• What the task requires:
If a line in the records below contains "create", copy that line.

• Collected data:
┄┄┄┄┄┄

PR #17981, opened 2021-01-16
[fastlane_core][Fastlane.swift][sigh][pem][upload_app_privacy_details_to_app_store] consider only truthy values when evaluating conflicting options

### LINKED ISSUE #17343: [Fastlane.Swift] get_provisioning_profile error: You can't enable both :developer_id and :adhoc
### New Issue Checklist

### Issue Description
Using sample lane
```
    func fetcherLane() {
        getProvisioningProfile(
            appIdentifier: "XXX",
            username: "XXX",
            teamId: "XXX",
            teamName: "XXX",
            provisioningName: "XXX",
            ignoreProfilesWithDifferentName: true,
            certOwnerName: nil,
            skipFetchProfiles: true,
            skipCertificateVerification: true,
            readonly: true
        )
    }
```
You'll get error
```
You can't enable both :developer_id and :adhoc
```
similar to [May 2018 Issue 12506](https://github.com/fastlane/fastlane/issues/12506)

##### Command executed
```
bundle exec fastlane fetcher
```

<details>
</details>

### Environment

<details>
  <pre> <details><summary>🚫 fastlane environment 🚫</summary>

### Stack

| Key                         | Value                                            |
| --------------------------- | ------------------------------------------------ |
| OS                          | 10.15.6                                          |
| Ruby                        | 2.6.6                                            |
| Bundler?                    | true                                             |
| Git                         | git version 2.24.3 (Apple Git-128)               |
| Installation Source         | ~/.rvm/gems/ruby-2.6.6/bin/fastlane              |
| Host                        | Mac OS X 10.15.6 (19G2021)                       |
| Ruby Lib Dir                | ~/.rvm/rubies/ruby-2.6.6/lib                     |
| OpenSSL Version             | OpenSSL 1.1.1g  21 Apr 2020                      |
| Is contained                | false                                            |
| Is homebrew                 | false                                            |
| Is installed via Fabric.app | false                                            |
| Xcode Path                  | /Applications/Xcode-12.0.app/Contents/Developer/ |
| Xcode Version               | 12.0.1                                           |

### System Locale

### fastlane files:

<details><summary>`./fastlane/Fastfile.swift`</summary>

```ruby
// This file contains the fastlane.tools configuration
// You can find the documentation at https://docs.fastlane.tools
//
// For a list of all available actions, check out
//
//     https://docs.fastlane.tools/actions
//

import Foundation

class Fastfile: LaneFile {
    func fetcherLane() {
        getProvisioningProfile(
            appIdentifier: "XXX",
            username: "XXX", //environmentVariable(get: "APPLE_USERNAME"),
            teamId: "XXX",
            teamName: "XXX",
            provisioningName: "XXX",
            ignoreProfilesWithDifferentName: true,
            certOwnerName: nil,
            skipFetchProfiles: true,
            skipCertificateVerification: true,
            readonly: true
        )
    }
    func fetchAndResignLane(withOptions options:[String: String]?) {
        desc("Fetches the ipa file from `repository`, increments build number and resigns with `signing_identity`. Usage: `fastlane fetchAndResign app:befaring`")
        switch options?["app"] {
        case "befaring":
            xcversion(version: environmentVariable(get: "FL_XCODE_VERSION"))
            //let repository = "ssh://git@git.tech-01.net/nmb/ios_resigning.git"
            //sh(command: "rm -rf ../build && git clone --depth 1 \(repository) ../build")
            getProvisioningProfile(
                appIdentifier: "no.dnb.befaringspres",
                username: "theodore.partoza.gonzalez@dnb.no", //environmentVariable(get: "APPLE_USERNAME"),
                teamId: "YVFWMVJ9Y9",
                teamName: "DnB ASA",
                provisioningName: "BefaringProd",
                ignoreProfilesWithDifferentName: true,
                certOwnerName: nil,
                skipFetchProfiles: true,
                skipCertificateVerification: true,
                readonly: true
            )
            resign(
                ipa: "../build/Befaring.ipa",
                signingIdentity: "iPhone Distribution: DnB ASA (119504671)",
                provisioningProfile: "BefaringProd",
                version: "1" //environmentVariable(get: "BUILD_NUMBER")
            )

        default:
            echo(message: "Please specify app")
        }
	}
}

```
</details>

**No Appfile found**

### fastlane gems

| fastlane | 2.161.0 | ✅ Up-To-Date  |

### Loaded fastlane plugins:

**No plugins Loaded**

| Gem                       | Version      |
| ------------------------- | ------------ |
| did_you_mean              | 1.3.0        |
| executable-hooks          | 1.6.0        |
| bundler-unload            | 1.0.2        |
| rubygems-bundler          | 1.4.5        |
| bundler                   | 2.1.4        |
| rake                      | 13.0.1       |
| CFPropertyList            | 3.0.2        |
| public_suffix             | 4.0.6        |
| addressable               | 2.7.0        |
| atomos                    | 0.1.3        |
| aws-eventstream           | 1.1.0        |
| aws-partitions            | 1.376.0      |
| aws-sigv4                 | 1.2.2        |
| jmespath                  | 1.4.0        |
| aws-sdk-core              | 3.108.0      |
| aws-sdk-kms               | 1.38.0       |
| aws-sdk-s3                | 1.81.1       |
| babosa                    | 1.0.3        |
| claide                    | 1.0.3        |
| colored                   | 1.2          |
| colored2                  | 3.1.2        |
| highline                  | 1.7.10       |
| commander-fastlane        | 4.4.6        |
| declarative               | 0.0.20       |
| declarative-option        | 0.1.0        |
| digest-crc                | 0.6.1        |
| unf_ext                   | 0.0.7.7      |
| unf                       | 0.1.4        |
| domain_name               | 0.5.20190701 |
| dotenv                    | 2.7.6        |
| emoji_regex               | 3.0.0        |
| excon                     | 0.76.0       |
| multipart-post            | 2.0.0        |
| faraday                   | 1.0.1        |
| http-cookie               | 1.0.3        |
| faraday-cookie_jar        | 0.0.7        |
| faraday_middleware        | 1.0.0        |
| fastimage                 | 2.2.0        |
| gh_inspector              | 1.1.3        |
| jwt                       | 2.2.2        |
| memoist                   | 0.16.2       |
| multi_json                | 1.15.0       |
| os                        | 1.1.1        |
| signet                    | 0.14.0       |
| googleauth                | 0.13.1       |
| httpclient                | 2.8.3        |
| mini_mime                 | 1.0.2        |
| uber                      | 0.1.0        |
| representable             | 3.0.4        |
| retriable                 | 3.1.2        |
| google-api-client         | 0.38.0       |
| google-cloud-env          | 1.3.3        |
| google-cloud-errors       | 1.0.1        |
| google-cloud-core         | 1.5.0        |
| google-cloud-storage      | 1.29.0       |
| json                      | 2.3.1        |
| mini_magick               | 4.10.1       |
| plist                     | 3.5.0        |
| rubyzip                   | 2.3.0        |
| security                  | 0.1.3        |
| naturally                 | 2.2.0        |
| simctl                    | 1.6.8        |
| slack-notifier            | 2.3.2        |
| terminal-notifier         | 2.0.0        |
| unicode-display_width     | 1.7.0        |
| terminal-table            | 1.8.0        |
| tty-screen                | 0.8.1        |
| tty-cursor                | 0.7.1        |
| tty-spinner               | 0.9.3        |
| word_wrap                 | 1.0.0        |
| nanaimo                   | 0.3.0        |
| xcodeproj                 | 1.18.0       |
| rouge                     | 2.0.7        |
| xcpretty                  | 0.3.0        |
| xcpretty-travis-formatter | 1.0.0        |
| xcode-install             | 2.6.6        |
</details>

*generated on:* **2020-09-29**
</details> </pre>
</details>

rogerluan:
### Checklist

### Motivation and Context
Resolves #17343

### Description

A comment of mine, copied from the issue itself:

After analyzing this:

https://github.com/fastlane/fastlane/blob/4753b8dea25c9f9d9b7fc49101b4ee1e4590cb80/sigh/lib/sigh/options.rb#L12-L38

Turns out that in Swift, by omitting the arguments, since they're nonnull Bools, it forwards to ruby as non-optional `false`, so ruby detects as if the user was providing all the options.

### Possible Solutions

1. IMO a reasonable solution would be to add `next if option.value == false` all those `conflict_block`s. However, `option` doesn't seem to have the runtime "value" of the option - does it? 🤔

2. Another solution would be to make those 3 booleans optional. I'm not a fan of optional booleans 🙃 but we use them in other places where reasonable, not sure if there's a strong consensus about good practices around this topic.

3. Simply remove the validation if we agree it's nonsense and is just hurting us 🙈 

#### ❗ [New]❗

4. Similar to `1.`, but this solution is more generic. Instead of consider that condition only for this action/lane, we'd consider that all falsey values would be treated the same as if they were nil, passing the conflicting options validation.

This PR implements solution number `4`, although [it was discussed we could go forward with solution `2`](https://github.com/fastlane/fastlane/issues/17343#issuecomment-757188443).

----

This PR is a fix proposal. If we decide that this global/generic solution would hurt us more than help, I can revert this and apply solution number 2, assuming we only want to fix this issue here. 
However, after using a regex to search for similar issues in the codebase, I found out that there're actually 2 other actions where this issue can be reproduced:

1. `pem` (test by running `pem(appIdentifier: "a", username: "a", p12Password: "a")` in a Swift project)

image

2. `uploadAppPrivacyDetailsToAppStore` (test by running `uploadAppPrivacyDetailsToAppStore(username: "a", appIdentifier: "a")` in a Swift project)

image

So if we decide to move forward with solution `2`, keep in mind the fix will have to be individually applied in all those 3 actions ☝️ 

#### Solution Safety

Due to its nature, this solution affects all fastlane users. However, its behavior makes lanes/actions more permissive than they used to, instead of more restricting, hence why I believe it's safe. As a plus, I believe it could 

### Testing Steps

```ruby
gem "fastlane", :git => "https://github.com/fastlane/fastlane.git", :branch => "rogerluan-fix-conflicting-options-swift"
```

To test and see the error (in master), you could run either of these lanes:

```swift
func crashScenario1Lane() {
    getProvisioningProfile(appIdentifier: "a", username: "a")
}

func crashScenario2Lane() {
    pem(appIdentifier: "a", username: "a", p12Password: "a")
}

func crashScenario3Lane() {
    uploadAppPrivacyDetailsToAppStore(username: "a", appIdentifier: "a")
}
```

(yeah you can leave in the fake values, it doesn't matter).

If you run the same swift lane in this branch, it will continue without that error, as expected (it will ask for "password for account 'a'" 😄 )

### DIFF
--- a/fastlane/spec/fixtures/plist/Info.plist
+++ b/fastlane/spec/fixtures/plist/Info.plist
@@ -40,7 +40,7 @@
 	<key>CFBundleVersion</key>
 	<string>0.9.14</string>
 	<key>LSApplicationCategoryType</key>
-	<string></string>
+	<string/>
 	<key>LSRequiresIPhoneOS</key>
 	<true/>
 	<key>NSLocationWhenInUseUsageDescription</key>
--- a/fastlane_core/lib/fastlane_core/configuration/configuration.rb
+++ b/fastlane_core/lib/fastlane_core/configuration/configuration.rb
@@ -120,8 +120,8 @@ module FastlaneCore
           index = @available_options.find_index { |item| item.key == conflicting_option_key }
           conflicting_option = @available_options[index]
 
-          # ignore conflicts because value of conflict option is nil
-          next if @values[conflicting_option.key].nil?
+          # ignore conflicts because value of conflict option is falsey (nil, false, etc)
+          next unless @values[conflicting_option.key]
 
           if current.conflict_block
             begin
--- a/fastlane_core/spec/configuration_spec.rb
+++ b/fastlane_core/spec/configuration_spec.rb
@@ -29,8 +29,8 @@ describe FastlaneCore do
         expect do
           FastlaneCore::Configuration.create([FastlaneCore::ConfigItem.new(
             key: :cert_name,
-       env_name: "asdf",
-    description: "Set the profile name."
+            env_name: "asdf",
+            description: "Set the profile name."
           )], {})
         end.to raise_error("Do not let descriptions end with a '.', since it's used for user inputs as well for key :cert_name")
       end
@@ -40,12 +40,12 @@ describe FastlaneCore do
           expect do
             FastlaneCore::Configuration.create([FastlaneCore::ConfigItem.new(
               key: :cert_name,
-         env_name: "asdf"
+              env_name: "asdf"
             ),
-                                                FastlaneCore::ConfigItem.new(
-                                                  key: :cert_name,
-                                             env_name: "asdf"
-                                                )], {})
+            FastlaneCore::ConfigItem.new(
+              key: :cert_name,
+              env_name: "asdf"
+            )], {})
           end.to raise_error("Multiple entries for configuration key 'cert_name' found!")
         end
 
--- a/fastlane_core/spec/configuration_spec.rb
+++ b/fastlane_core/spec/configuration_spec.rb
@@ -64,7 +64,7 @@ describe FastlaneCore do
           end.to raise_error("Multiple entries for short_option '-f' found!")
         end
 
-        it "raises an error for unresolved conflict between options" do
+        it "raises an error for unresolved conflict between options with truthy values" do
           conflicting_options = [
             FastlaneCore::ConfigItem.new(key: :foo,
                                          conflicting_options: [:bar, :oof]),
@@ -80,6 +80,29 @@ describe FastlaneCore do
           expect do
             FastlaneCore::Configuration.create(conflicting_options, values)
           end.to raise_error("Unresolved conflict between options: 'foo' and 'bar'")
+        end
+
+        it "doesn't raise for conflicting options that have falsey values" do
+          conflicting_options = [
+            FastlaneCore::ConfigItem.new(key: :foo,
+                                         conflicting_options: [:bar, :oof, :meh]),
+            FastlaneCore::ConfigItem.new(key: :bar,
+                                         optional: true),
+            FastlaneCore::ConfigItem.new(key: :oof,
+                                         is_string: false),
+            FastlaneCore::ConfigItem.new(key: :meh,
+                                         optional: true)
+          ]
+
+          values = {
+              foo: "",
+              bar: nil,
+              oof: false
+          }
+
+          expect do
+            FastlaneCore::Configuration.create(conflicting_options, values)
+          end.not_to raise_error
         end
 
         it "calls custom conflict handler when conflict happens between two options" do
--- a/fastlane_core/spec/configuration_spec.rb
+++ b/fastlane_core/spec/configuration_spec.rb
@@ -38,14 +38,16 @@ describe FastlaneCore do
       describe "config conflicts" do
         it "raises an error if a key was used twice" do
           expect do
-            FastlaneCore::Configuration.create([FastlaneCore::ConfigItem.new(
-              key: :cert_name,
-              env_name: "asdf"
-            ),
-            FastlaneCore::ConfigItem.new(
-              key: :cert_name,
-              env_name: "asdf"
-            )], {})
+            FastlaneCore::Configuration.create([
+                                                 FastlaneCore::ConfigItem.new(
+                                                   key: :cert_name,
+                                                   env_name: "asdf"
+                                                 ),
+                                                 FastlaneCore::ConfigItem.new(
+                                                   key: :cert_name,
+                                                   env_name: "asdf"
+                                                 )
+                                               ], {})
           end.to raise_error("Multiple entries for configuration key 'cert_name' found!")
         end
 


minuscorp:
I don't see this as a bad solution at all, keep it simple as it is said! Maybe the other options are more tedious to implement, test and affect more the codebase.

minuscorp (approved):
LGTM! 🚀

minuscorp:
Friendly ping for @joshdholtz  to this stale PR 🙏🙇🏻‍♂️

joshdholtz (changes requested):
@rogerluan @minuscorp 

I am slightly terrified of this change, TBH 😬 I think this is making an assumption that any actions/tools only _do_ something with a `true` value. I’m pretty sure that _most_ actions do only do things with a `true` value but 🤷‍♂️ If that is the case, the conflicting options would be letting through some `false`s that shouldn’t go through.

I think another path we could take to solve this issue is to make the config items `optional: true` instead of `default_value: false`. TBH... I don’t like these options anyway 😛 It should really be one option that is an enum

Do either of you have any thoughts on my thoughts? 😇

minuscorp:
Yeah, I totally agree that this within isn't optimal, as we discussed but, we didn't wanted to change the current `ConfigItem` behavior. So when a Swift value detects a conflicting options you think it should take a value from an enum that reflects the status of being optional and with a default value at the same time. But maybe the solution could be changing the body of the action using Swift `preconditionFailure` when an option has any conflicting value that it is already being set (i.e. not `nil`) and skipping the default value (`false` in this example) or making an enum like:
```swift
enum OptionalConfigItem<Value> {
    case `default`(Value)
    case userDefined(Value)
}
```

Where we skip validation when the item is in a `default` state and is ignored when sending it as a `RubyArgument` and only being sent when is in `.userDefined` state, when it is possible to raise errors because they are being malformed into the `RubyArgument` and `RubyCommand`.

What do you think?

rogerluan:
A simpler and time-efficient solution is the `3` in my `possible solutions` 😄 From the PR description:
>Simply remove the validation if we agree it's nonsense and is just hurting us 🙈

Is the validation block really providing that much value? In the end the validation block just acts as a user friendlier way to tell users when they're doing something wrong, but if it's causing so many problems, as a stop gap it would virtually cause zero loss if we removed it immediately while we at least work on another solution. However, in this case particularly, I don't even think it's worth it to implement another solution. For future actions/config items we could just make the booleans optional from day zero to avoid facing this problem later on, or be more careful with validation blocks used on booleans.

The solution currently implemented is the most generic one that would fix the problems we have today as well as prevent them from revisiting us in the future (ofc, assuming we take the risk of the slight behavior change). 
The enum solution is probably the most elegant solution but also probably a bit over engineered. Not to mention it's not backwards compatible if I understood the proposal correctly 🙇 so we'd have to deprecate the existing broken config items and create new ones that use the new syntax 🙈 

In favor of valuing the limited time our contributors have that is put towards this project, I think we could go with a simpler and time efficient solution 😊

minuscorp:
The while enum proposal had to be thought about a little more, probably making it `ExpressibleBySomethingLiteral` in different `Value` cases so it'd be backwards compatible (when is set, is set to `userDefined`) of course I agree that is not the most straightforward solution neither the simpler, I was thinking of getting rid of this kind of issues at once. Anyway this is what you all decide is the best solution, I just brainstorm a bit 😅

rogerluan:
@minuscorp ah yes, that'd improve usability and backwards compatibility, it's a good point! 

Let's see what @joshdholtz thinks of my last message :)

Just a heads up that this issue manifested in the `xcov` gem as well. Issue linked above 😅

minuscorp:
Yeah, I saw... Issues spread 🤯

joshdholtz:
@rogerluan @minuscorp 

I’m so torn on this 😱 I went into the code and now my thought is do we even give a default value in Swift 🤦‍♂️ 

The default value gets returned dynamically when the key is being fetched from the config (which is why this isn’t a problem in Ruby). It’s happening during runtime. This is a problem when using Swift because the `default_value` (which was meant as a runtime thing) is now being used as a compile time thing. This compile time default value and conflicting options are what is causing this error. So my thought is now...

Do we just get rid of any parameter defaulting in Swift and instead make those parameters optional so... if they are passed as `nil`, the `default_value` will still get picked up dynamically at runtime when being fetched in the Ruby part 😬 

Let me know if I’m way off here in my thought and/or explaining this 😅

rogerluan:
@joshdholtz do you mean remove default values for every function and argument in Swift files? 😱 That would drastically change the UX of the Swift APIs making it significantly worse imo. We'd go from:

```swift
deliver()
```

To:

```swift
deliver(apiKeyPath: nil, apiKey: nil, username: "foo", appIdentifier: nil, appVersion: nil, ipa: nil, pkg: nil, buildNumber: nil, platform: "ios", editLive: true, useLiveVersion: false, metadataPath: nil, screenshotsPath: nil, skipBinaryUpload: true, skipScreenshots: false, skipMetadata: true, skipAppVersionUpdate: false, force: false, overwriteScreenshots: true, submitForReview: true, rejectIfPossible: true, automaticRelease: nil, autoReleaseDate: 1, phasedRelease: false, resetRatings: false, priceTier: nil, appRatingConfigPath: nil, submissionInformation: nil, teamId: nil, teamName: nil, devPortalTeamId: nil, devPortalTeamName: nil, itcProvider: nil, runPrecheckBeforeSubmit: false, precheckDefaultRuleLevel: "warning", individualMetadataItems: nil, appIcon: nil, appleWatchAppIcon: nil, copyright: nil, primaryCategory: nil, secondaryCategory: nil, primaryFirstSubCategory: nil, primarySecondSubCategory: nil, secondaryFirstSubCategory: nil, secondarySecondSubCategory: nil, tradeRepresentativeContactInformation: nil, appReviewInformation: nil, appReviewAttachmentFile: nil, description: nil, name: nil, subtitle: nil, keywords: nil, promotionalText: nil, releaseNotes: nil, privacyUrl: nil, appleTvPrivacyPolicy: nil, supportUrl: nil, marketingUrl: nil, languages: nil, ignoreLanguageDirectoryValidation: false, precheckIncludeInAppPurchases: true, app: "")
```

😅😅😅

But even if you meant removing the default value of only the options that have conflicting blocks declared, or the for optional booleans, that'd still be kinda weird and would change the signature (thus be a breaking change).

----

Following your train of thought that the conceptual difference is that ruby's is analyzed during runtime and Swift's during compile time, another perhaps more elegant solution would be for those values to become closures in Swift (or `@autoclosure`? Not sure how Ruby would interprete those haha), so we can evaluate them during runtime only. But if you ask me, that'd still be over engineering 🤔 

----

Do you have thoughts on the other aforementioned solutions? Namely `2` and `3` of the  PR description (assuming the `4`, which's the one implemented in this PR currently was already discarded 😬 )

┄┄┄┄┄┄

• Solution to this task:
           FastlaneCore::Configuration.create([FastlaneCore::ConfigItem.new(
             FastlaneCore::Configuration.create([FastlaneCore::ConfigItem.new(
             FastlaneCore::Configuration.create(conflicting_options, values)
+            FastlaneCore::Configuration.create(conflicting_options, values)
-            FastlaneCore::Configuration.create([FastlaneCore::ConfigItem.new(
+            FastlaneCore::Configuration.create([
The enum solution is probably the most elegant solution but also probably a bit over engineered. Not to mention it's not backwards compatible if I understood the proposal correctly 🙇 so we'd have to deprecate the existing broken config items and create new ones that use the new syntax 🙈 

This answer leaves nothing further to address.